Issue #1479, opened 2025-06-27
Paella: Change text for hover-over


oas777:
EN
- "Play” instead of “play"
-  “Captions” instead of “Select captions”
____________________
WHAT YOU WILL DO
Having read the records above, reproduce each one exactly.

ANSWER SECTION
Issue #1479, opened 2025-06-27
Paella: Change text for hover-over


oas777:
EN
- "Play” instead of “play"
-  “Captions” instead of “Select captions”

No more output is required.